# Problem:
Output the complete listing exactly.

# Dataset entries:

/---

PR #1116, opened 2022-01-27
Debug events

forgetso:
When debugging contracts it can be helpful to be able to print events in unit tests. This PR allows events to be debug printed and decorates all instances of event with `Debug` in the code base.

### DIFF
--- a/crates/lang/codegen/src/generator/events.rs
+++ b/crates/lang/codegen/src/generator/events.rs
@@ -88,7 +88,7 @@ impl<'a> Events<'a> {
         let base_event_ident =
             proc_macro2::Ident::new("__ink_EventBase", Span::call_site());
         quote! {
-            #[derive(::scale::Encode, ::scale::Decode)]
+            #[derive(::scale::Encode, ::scale::Decode, Debug)]
             pub enum #base_event_ident {
                 #( #event_idents(#event_idents), )*
             }
--- a/crates/lang/codegen/src/generator/events.rs
+++ b/crates/lang/codegen/src/generator/events.rs
@@ -89,7 +89,7 @@ impl<'a> Events<'a> {
             proc_macro2::Ident::new("__ink_EventBase", Span::call_site());
         quote! {
             #[allow(non_camel_case_types)]
-            #[derive(::scale::Encode, ::scale::Decode, Debug)]
+            #[derive(::scale::Encode, ::scale::Decode, ::core::fmt::Debug)]
             pub enum #base_event_ident {
                 #( #event_idents(#event_idents), )*
             }
--- a/crates/engine/src/test_api.rs
+++ b/crates/engine/src/test_api.rs
@@ -24,7 +24,7 @@ use crate::{
 use std::collections::HashMap;
 
 /// Record for an emitted event.
-#[derive(Clone)]
+#[derive(Clone, Debug)]
 pub struct EmittedEvent {
     /// Recorded topics of the emitted event.
     pub topics: Vec<Vec<u8>>,
--- a/crates/env/src/api.rs
+++ b/crates/env/src/api.rs
@@ -38,6 +38,7 @@ use crate::{
     Result,
 };
 use ink_primitives::Key;
+use static_assertions::_core::fmt::Debug;
 
 /// Returns the address of the caller of the executed contract.
 ///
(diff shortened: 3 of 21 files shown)


crates/lang/codegen/src/generator/events.rs
```diff
@@ -89,7 +89,7 @@ impl<'a> Events<'a> {
             proc_macro2::Ident::new("__ink_EventBase", Span::call_site());
         quote! {
             #[allow(non_camel_case_types)]
-            #[derive(::scale::Encode, ::scale::Decode)]
+            #[derive(::scale::Encode, ::scale::Decode, Debug)]
```
HCastano, line 92: As a general tip, inside of macros we aim to use full paths in case the code where the macro is be called has defined their own `Debug` type/trait (in which case this wouldn't work as expected) 

```suggestion
            #[derive(::scale::Encode, ::scale::Decode, ::core::fmt::Debug)]
```

HCastano (changes requested):
Sorry, I don't really understand this PR. From what I can see you're just introducing some extra trait `Debug` bounds to a couple of methods.

Why can't you achieve the same result by manually deriving `Debug` on your own events?

crates/lang/codegen/src/generator/events.rs
forgetso: Thanks for the tip

forgetso:
> Why can't you achieve the same result by manually deriving `Debug` on your own events?

I added `#[derive(Debug)]` to my events, but they won't print in the unit tests because of

```
= help: the trait `Debug` is not implemented for `__ink_EventBase`
     = note: add `#[derive(Debug)]` to `__ink_EventBase` or manually `impl Debug for __ink_EventBase
```

Is this what you mean? My way to solve it was to try to tag `EventBase` with debug and that led to this PR. Is there some other way of achieving this?

HCastano:
@forgetso can you share the code that's causing you trouble? 

I just tagged some events in the ERC-20 example with `Debug` and they compiled fine

```rust
    /// Event emitted when a token transfer occurs.
    #[ink(event)]
    #[derive(Debug)]
    pub struct Transfer {
        #[ink(topic)]
        from: Option<AccountId>,
        #[ink(topic)]
        to: Option<AccountId>,
        value: Balance,
    }
```

So maybe I'm misunderstanding what you're doing here.

forgetso:
> I just tagged some events in the ERC-20 example with `Debug` and they compiled fine

Sure, it's not the tagging that causes the error. It's trying to print the events from within unit tests.

            let emitted_events = ink_env::test::recorded_events().collect::<Vec<_>>();

            // This line causes the error when running unit tests
            ink_env::debug_println!("{:?}", emitted_events);

HCastano:
@forgetso I can't reproduce your issue. Here is [a contract I made](https://gist.github.com/HCastano/3d56463744892c01e055a1dcc498661e) which prints the emitted events with `debug_println` and it runs fine.

Can you upload the full contract somewhere so I can try and reproduce it?

forgetso:
The problem seems to be in the experimental unit tests. I've created a repo that fails when you run 

https://github.com/forgetso/ink-events-debug

Run using:
`cargo +nightly test --no-default-features --features std,ink-experimental-engine --verbose -- --nocapture`


```
error[E0277]: `EmittedEvent` doesn't implement `Debug`
  --> lib.rs:67:45
   |
67 |             ink_env::debug_println!("{:?}", emitted_events);
   |                                             ^^^^^^^^^^^^^^ `EmittedEvent` cannot be formatted using `{:?}` because it doesn't implement `Debug`
   |
```

HCastano (changes requested):
Okay, thanks for the repo. That would've been handy to have right off the bat.

So as far as the changes we want here, from my quick testing on your repo really all we need is to derive `Debug` on the experimental engine's `EmittedEvent` struct.

We shouldn't need to add the `Debug` trait bounds any other methods. As well, we shouldn't derive `Debug` for all the example events unless its actually used. Even then, I'd only derive it under `std` compilation (`#[cfg_attr(feature = "std", derive(Debug))]`)

forgetso:
Sorry, our default testing is all experimental engine a we always need to set the transferred balance etc. It didn't occur to me that this might be engine specific. I'll try modifying the PR based on your suggestion when I get some time.

HCastano:
Hey @forgetso, any updates here?

HCastano:
@forgetso congrats on the baby 👶

No worries. I'm gonna close it, feel free to re-open or make a new PR whenever you're ready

\---

# Task response:
PR #1116, opened 2022-01-27
Debug events

forgetso:
When debugging contracts it can be helpful to be able to print events in unit tests. This PR allows events to be debug printed and decorates all instances of event with `Debug` in the code base.

### DIFF
--- a/crates/lang/codegen/src/generator/events.rs
+++ b/crates/lang/codegen/src/generator/events.rs
@@ -88,7 +88,7 @@ impl<'a> Events<'a> {
         let base_event_ident =
             proc_macro2::Ident::new("__ink_EventBase", Span::call_site());
         quote! {
-            #[derive(::scale::Encode, ::scale::Decode)]
+            #[derive(::scale::Encode, ::scale::Decode, Debug)]
             pub enum #base_event_ident {
                 #( #event_idents(#event_idents), )*
             }
--- a/crates/lang/codegen/src/generator/events.rs
+++ b/crates/lang/codegen/src/generator/events.rs
@@ -89,7 +89,7 @@ impl<'a> Events<'a> {
             proc_macro2::Ident::new("__ink_EventBase", Span::call_site());
         quote! {
             #[allow(non_camel_case_types)]
-            #[derive(::scale::Encode, ::scale::Decode, Debug)]
+            #[derive(::scale::Encode, ::scale::Decode, ::core::fmt::Debug)]
             pub enum #base_event_ident {
                 #( #event_idents(#event_idents), )*
             }
--- a/crates/engine/src/test_api.rs
+++ b/crates/engine/src/test_api.rs
@@ -24,7 +24,7 @@ use crate::{
 use std::collections::HashMap;
 
 /// Record for an emitted event.
-#[derive(Clone)]
+#[derive(Clone, Debug)]
 pub struct EmittedEvent {
     /// Recorded topics of the emitted event.
     pub topics: Vec<Vec<u8>>,
--- a/crates/env/src/api.rs
+++ b/crates/env/src/api.rs
@@ -38,6 +38,7 @@ use crate::{
     Result,
 };
 use ink_primitives::Key;
+use static_assertions::_core::fmt::Debug;
 
 /// Returns the address of the caller of the executed contract.
 ///
(diff shortened: 3 of 21 files shown)


crates/lang/codegen/src/generator/events.rs
```diff
@@ -89,7 +89,7 @@ impl<'a> Events<'a> {
             proc_macro2::Ident::new("__ink_EventBase", Span::call_site());
         quote! {
             #[allow(non_camel_case_types)]
-            #[derive(::scale::Encode, ::scale::Decode)]
+            #[derive(::scale::Encode, ::scale::Decode, Debug)]
```
HCastano, line 92: As a general tip, inside of macros we aim to use full paths in case the code where the macro is be called has defined their own `Debug` type/trait (in which case this wouldn't work as expected) 

```suggestion
            #[derive(::scale::Encode, ::scale::Decode, ::core::fmt::Debug)]
```

HCastano (changes requested):
Sorry, I don't really understand this PR. From what I can see you're just introducing some extra trait `Debug` bounds to a couple of methods.

Why can't you achieve the same result by manually deriving `Debug` on your own events?

crates/lang/codegen/src/generator/events.rs
forgetso: Thanks for the tip

forgetso:
> Why can't you achieve the same result by manually deriving `Debug` on your own events?

I added `#[derive(Debug)]` to my events, but they won't print in the unit tests because of

```
= help: the trait `Debug` is not implemented for `__ink_EventBase`
     = note: add `#[derive(Debug)]` to `__ink_EventBase` or manually `impl Debug for __ink_EventBase
```

Is this what you mean? My way to solve it was to try to tag `EventBase` with debug and that led to this PR. Is there some other way of achieving this?

HCastano:
@forgetso can you share the code that's causing you trouble? 

I just tagged some events in the ERC-20 example with `Debug` and they compiled fine

```rust
    /// Event emitted when a token transfer occurs.
    #[ink(event)]
    #[derive(Debug)]
    pub struct Transfer {
        #[ink(topic)]
        from: Option<AccountId>,
        #[ink(topic)]
        to: Option<AccountId>,
        value: Balance,
    }
```

So maybe I'm misunderstanding what you're doing here.

forgetso:
> I just tagged some events in the ERC-20 example with `Debug` and they compiled fine

Sure, it's not the tagging that causes the error. It's trying to print the events from within unit tests.

            let emitted_events = ink_env::test::recorded_events().collect::<Vec<_>>();

            // This line causes the error when running unit tests
            ink_env::debug_println!("{:?}", emitted_events);

HCastano:
@forgetso I can't reproduce your issue. Here is [a contract I made](https://gist.github.com/HCastano/3d56463744892c01e055a1dcc498661e) which prints the emitted events with `debug_println` and it runs fine.

Can you upload the full contract somewhere so I can try and reproduce it?

forgetso:
The problem seems to be in the experimental unit tests. I've created a repo that fails when you run 

https://github.com/forgetso/ink-events-debug

Run using:
`cargo +nightly test --no-default-features --features std,ink-experimental-engine --verbose -- --nocapture`


```
error[E0277]: `EmittedEvent` doesn't implement `Debug`
  --> lib.rs:67:45
   |
67 |             ink_env::debug_println!("{:?}", emitted_events);
   |                                             ^^^^^^^^^^^^^^ `EmittedEvent` cannot be formatted using `{:?}` because it doesn't implement `Debug`
   |
```

HCastano (changes requested):
Okay, thanks for the repo. That would've been handy to have right off the bat.

So as far as the changes we want here, from my quick testing on your repo really all we need is to derive `Debug` on the experimental engine's `EmittedEvent` struct.

We shouldn't need to add the `Debug` trait bounds any other methods. As well, we shouldn't derive `Debug` for all the example events unless its actually used. Even then, I'd only derive it under `std` compilation (`#[cfg_attr(feature = "std", derive(Debug))]`)

forgetso:
Sorry, our default testing is all experimental engine a we always need to set the transferred balance etc. It didn't occur to me that this might be engine specific. I'll try modifying the PR based on your suggestion when I get some time.

HCastano:
Hey @forgetso, any updates here?

HCastano:
@forgetso congrats on the baby 👶

No worries. I'm gonna close it, feel free to re-open or make a new PR whenever you're ready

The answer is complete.